*** Records for this exercise Section Begins ***

PR #107, opened 2025-03-21
Support multi-arch builds with separate workers

justinmichaud:
For now, we only build the intel image. I have locally tested that this works with arm64 too.

- Always tag images, so that we can easily tar and untar them
- Download images from the build${arch} job, and create a multi-arch manifest

### DIFF
--- a/.github/workflows/wkdev-sdk.yml
+++ b/.github/workflows/wkdev-sdk.yml
@@ -10,8 +10,8 @@ defaults:
   run:
     shell: bash
 jobs:
-  build:
-    runs-on: self-hosted
+  build_amd64:
+    runs-on: [self-hosted, x64]
     steps:
       - name: Set tag name
         run: |
@@ -29,21 +29,22 @@ jobs:
       - name: Build image
         run: |
           source ./register-sdk-on-host.sh
-          wkdev-sdk-bakery --mode=build --verbose
-          wkdev-sdk-bakery --mode=export --verbose
+          wkdev-sdk-bakery --mode=build --verbose --arch amd64
+          podman image list
+          wkdev-sdk-bakery --mode=export --verbose --arch amd64
 
       - name: Archive image
         uses: actions/upload-artifact@v4
         with:
-          name: wkdev-sdk.tar
-          path: wkdev-sdk.tar
+          name: wkdev-sdk-amd64.tar
+          path: wkdev-sdk-amd64.tar
           retention-days: 7
 
       - name: Test image
         run: |
           CONTAINER="wkdev-$(date +%s)"
           source ./register-sdk-on-host.sh
-          wkdev-create --create-home --home ${HOME}/${CONTAINER}-home --verbose --attach --no-pull --name ${CONTAINER}
+          wkdev-create --create-home --home ${HOME}/${CONTAINER}-home --verbose --attach --no-pull --name ${CONTAINER} --arch amd64
           wkdev-enter -n ${CONTAINER} --exec -- git clone --depth=1 https://github.com/WebKit/WebKit.git
           wkdev-enter -n ${CONTAINER} --exec -- ./WebKit/Tools/Scripts/build-webkit --wpe --release --generate-project-only
           wkdev-enter -n ${CONTAINER} --exec -- ./WebKit/Tools/Scripts/build-webkit --gtk --release --generate-project-only
@@ -53,7 +54,7 @@ jobs:
 
   deploy:
     runs-on: self-hosted
-    needs: build
+    needs: [build_amd64]
     if: github.ref_name == 'main' || startsWith(github.ref_name, 'tag/')
     steps:
       - name: Set tag name
@@ -62,6 +63,7 @@ jobs:
             echo "WKDEV_SDK_TAG=latest" >> "${GITHUB_ENV}"
           fi
           echo "WKDEV_SDK_CONTAINER_REGISTRY_USER_NAME=$(echo ${GITHUB_REPOSITORY_OWNER} | tr '[:upper:]' '[:lower:]')" >> "${GITHUB_ENV}"
+          echo "REPO=ghcr.io/$(echo ${GITHUB_REPOSITORY_OWNER} | tr '[:upper:]' '[:lower:]')/wkdev-sdk" >> "${GITHUB_ENV}"
 
       - name: Install podman
         run: sudo apt-get update && sudo apt-get -y install podman fuse-overlayfs
@@ -69,14 +71,18 @@ jobs:
       - name: Checkout repo
         uses: actions/checkout@v4
 
-      - name: Download image
+      - name: Download images
         uses: actions/download-artifact@v4
         with:
-          name: wkdev-sdk.tar
+          pattern: wkdev-sdk-*
+          merge-multiple: true
+      - run: ls -al
 
       - name: Deploy image
         run: |
-          podman load < wkdev-sdk.tar
+          podman load < ./wkdev-sdk-amd64.tar
+          podman image list
           echo "${{ secrets.GITHUB_TOKEN }}" | podman login ghcr.io --username=${GITHUB_REPOSITORY_OWNER} --password-stdin
           source ./register-sdk-on-host.sh
-          wkdev-sdk-bakery --mode=deploy --verbose
+          wkdev-sdk-bakery --mode=deploy --verbose --multiarch="${GITHUB_RUN_ID}_amd64"
+          podman image list
--- a/scripts/host-only/wkdev-sdk-bakery
+++ b/scripts/host-only/wkdev-sdk-bakery
@@ -22,7 +22,8 @@ argsparse_use_option =env:        "Environment variable as string array, e.g. -e
 argsparse_use_option =mode:       "Operation mode: 'build', 'deploy', or 'export'" mandatory
 argsparse_use_option idle-cores:  "Number of CPU cores to leave idle, when building the image" type:uint default:2
 argsparse_use_option =tag:        "Tag to use for created image." default:$(get_default_container_tag)
-argsparse_use_option =arch:       "Container architecture."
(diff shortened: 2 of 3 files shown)


.github/workflows/wkdev-sdk.yml
```diff
@@ -10,14 +10,12 @@ defaults:
   run:
     shell: bash
 jobs:
-  build:
-    runs-on: self-hosted
+  buildintel:
```
nikolaszimmermann, line 13: build-amd64?

.github/workflows/wkdev-sdk.yml
```diff
@@ -10,14 +10,12 @@ defaults:
...
+    runs-on: [self-hosted, x64]
```
nikolaszimmermann, line 14: Why should it run on both self-hosted==amd64, and x64 (I guess that's the name of your aarch64 runner?). Both names for the runners are bad, I'd prefer something like linux-amd64, linux-aarch64, etc.

.github/workflows/wkdev-sdk.yml
```diff
@@ -10,14 +10,12 @@ defaults:
...
     steps:
       - name: Set tag name
         run: |
-          if [ "${GITHUB_BASE_REF}" = 'main' ]; then
-            echo "WKDEV_SDK_TAG=latest" >> "${GITHUB_ENV}"
-          fi
+          echo "WKDEV_SDK_TAG=intel" >> "${GITHUB_ENV}"
```
nikolaszimmermann, line 18: Same here s/intel/amd64/ IHMO.

.github/workflows/wkdev-sdk.yml
```diff
@@ -10,14 +10,12 @@ defaults:
...
-    runs-on: self-hosted
+  build_amd64:
+    runs-on: [self-hosted==amd64]
     steps:
       - name: Set tag name
         run: |
-          if [ "${GITHUB_BASE_REF}" = 'main' ]; then
-            echo "WKDEV_SDK_TAG=latest" >> "${GITHUB_ENV}"
-          fi
+          echo "WKDEV_SDK_TAG=amd64" >> "${GITHUB_ENV}"
```
TingPing, line 18: This isn't correct, the tag had a purpose for different branches.

You could append the arch to the existing tag.

.github/workflows/wkdev-sdk.yml
```diff
@@ -31,12 +29,13 @@ jobs:
           source ./register-sdk-on-host.sh
           wkdev-sdk-bakery --mode=build --verbose
           wkdev-sdk-bakery --mode=export --verbose
+          mv wkdev-sdk.tar wkdev-sdk-amd64.tar
```
TingPing, line 32: Update the export script to use the correct naming.

.github/workflows/wkdev-sdk.yml
```diff
@@ -53,30 +52,35 @@ jobs:
...
 
       - name: Deploy image
         run: |
-          podman load < wkdev-sdk.tar
+          podman load < ./wkdev-sdk-amd64.tar
+          podman image list
           echo "${{ secrets.GITHUB_TOKEN }}" | podman login ghcr.io --username=${GITHUB_REPOSITORY_OWNER} --password-stdin
-          source ./register-sdk-on-host.sh
-          wkdev-sdk-bakery --mode=deploy --verbose
+          podman manifest create $REPO:$WKDEV_SDK_TAG
```
TingPing, line 82: I assume `WKDEV_SDK_TAG` should be an arch agnostic name here. So just `latest` for example?

.github/workflows/wkdev-sdk.yml
```diff
@@ -53,30 +52,35 @@ jobs:
...
+          for IMGTAG in amd64; do
+              podman manifest add $REPO:$WKDEV_SDK_TAG containers-storage:$REPO:$IMGTAG;
+          done
+          podman manifest push --all $REPO:$WKDEV_SDK_TAG
```
TingPing, line 86: Moving logic from `wkdev-sdk-bakery` to this CI file is not great for long term maintainance.

Everything should be easily run-able locally and on CI.

So modify the scripts to do what we need, adding options as needed.

.github/workflows/wkdev-sdk.yml
nikolaszimmermann: It makes sense to keep the architecture ouf of the tag, since we plan to publish multi-arch containers anyhow.

.github/workflows/wkdev-sdk.yml
```diff
@@ -10,14 +10,12 @@ defaults:
   run:
     shell: bash
 jobs:
-  build:
-    runs-on: self-hosted
+  build_amd64:
+    runs-on: [self-hosted==amd64]
```
nikolaszimmermann, line 14: That's neat, I wasn't aware that it's trivial to select the arch this way.

.github/workflows/wkdev-sdk.yml
nikolaszimmermann: We could add a `--arch` option to `wkdev-sdk-bakery`?

.github/workflows/wkdev-sdk.yml
justinmichaud: No, I checked the docs. The original (self-hosted, x64) was correct

.github/workflows/wkdev-sdk.yml
```diff
@@ -10,14 +10,12 @@ defaults:
...
-    runs-on: self-hosted
+  build_amd64:
+    runs-on: [self-hosted, x64]
     steps:
       - name: Set tag name
         run: |
-          if [ "${GITHUB_BASE_REF}" = 'main' ]; then
-            echo "WKDEV_SDK_TAG=latest" >> "${GITHUB_ENV}"
-          fi
+          echo "WKDEV_SDK_TAG=${GITHUB_RUN_ID}" >> "${GITHUB_ENV}"
```
TingPing, line 18: You can't override the tag like this, because the tag has meaning.

We deploy tags based on the branch name: https://github.com/Igalia/webkit-container-sdk/commit/fbf418af5e8dfe0a456b7f8fcc539cc3d11b270f

.github/workflows/wkdev-sdk.yml
```diff
@@ -62,21 +60,25 @@ jobs:
...
 
       - name: Deploy image
         run: |
-          podman load < wkdev-sdk.tar
+          podman load < ./wkdev-sdk-amd64.tar
+          podman image list
           echo "${{ secrets.GITHUB_TOKEN }}" | podman login ghcr.io --username=${GITHUB_REPOSITORY_OWNER} --password-stdin
-          source ./register-sdk-on-host.sh
-          wkdev-sdk-bakery --mode=deploy --verbose
+          wkdev-sdk-bakery --mode=deploy --verbose --multiarch="${GITHUB_RUN_ID}_amd64"
```
TingPing, line 83: I feel like `--multiarch` could figure out available images on its own rather than requiring passing an arg.

images/wkdev_sdk/required_system_packages/01-base.lst
```diff
@@ -11,4 +11,4 @@ libnvidia-egl-wayland1
 wireplumber
 
 # General utilities
-apt-file aptly atop at-spi2-core emacs git htop iotop iputils-ping kmod less libportal-dev libportal-gtk4-dev libxcb-cursor-dev locate man-db nano openssh-client strace sudo unzip vim-gtk3 wget
+apt-file aptly atop at-spi2-core emacs git htop iotop iputils-ping kmod less libportal-dev libportal-gtk4-dev libxcb-cursor-dev locate man-db nano openssh-client strace sudo unzip vim-gtk3 wget pip
```
TingPing, line 14: It's `python3-pip`.

Why is this added, why isn't its own commit?

images/wkdev_sdk/Containerfile
```diff
@@ -85,10 +85,10 @@ ENV RUSTUP_HOME="/opt/rust" \
     PATH="/opt/rust/bin:${PATH}"
 
 RUN curl --proto '=https' --tlsv1.2 --show-error --silent --fail https://sh.rustup.rs | sh -s -- -y && \
-    rustup default stable && \
+    rustup default 1.84.1 && \
```
TingPing, line 88: Put this in its own commit.

TingPing (changes requested):

nikolaszimmermann:
@justinmichaud any news here?

scripts/host-only/wkdev-sdk-bakery
```diff
@@ -88,6 +93,21 @@ deploy_image() {
 
     local image_directory="$(get_image_directory_by_name "${container_image_name}")"
     pushd "${image_directory}" &>/dev/null || _abort_ "Switching to directory '${image_directory}' failed"
+
+    if argsparse_is_option_set "multiarch"; then
+        image=$(get_qualified_name "${container_image_name}")
+        target_tag=${container_tag}
```
nikolaszimmermann, line 99: I'd add quotes here for consistency

nikolaszimmermann (approved):
Looks good just a few small questions. @TingPing please check as well, since you created the tagging logic.

TingPing (approved):

.github/workflows/wkdev-sdk.yml
```diff
@@ -29,21 +29,22 @@ jobs:
       - name: Build image
         run: |
           source ./register-sdk-on-host.sh
-          wkdev-sdk-bakery --mode=build --verbose
-          wkdev-sdk-bakery --mode=export --verbose
+          wkdev-sdk-bakery --mode=build --verbose --arch amd64
+          podman image list
```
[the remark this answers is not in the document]
justinmichaud: This is for the logs, yeah

justinmichaud:
This was reverted because it failed to deploy, I will debug the issue locally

*** Records for this exercise Section Ends ***

▶ [Your task]:
Copy from the entries above each line in which the string "release" can be found.

▶ [Answer to the exercise]:
           wkdev-enter -n ${CONTAINER} --exec -- ./WebKit/Tools/Scripts/build-webkit --wpe --release --generate-project-only
           wkdev-enter -n ${CONTAINER} --exec -- ./WebKit/Tools/Scripts/build-webkit --gtk --release --generate-project-only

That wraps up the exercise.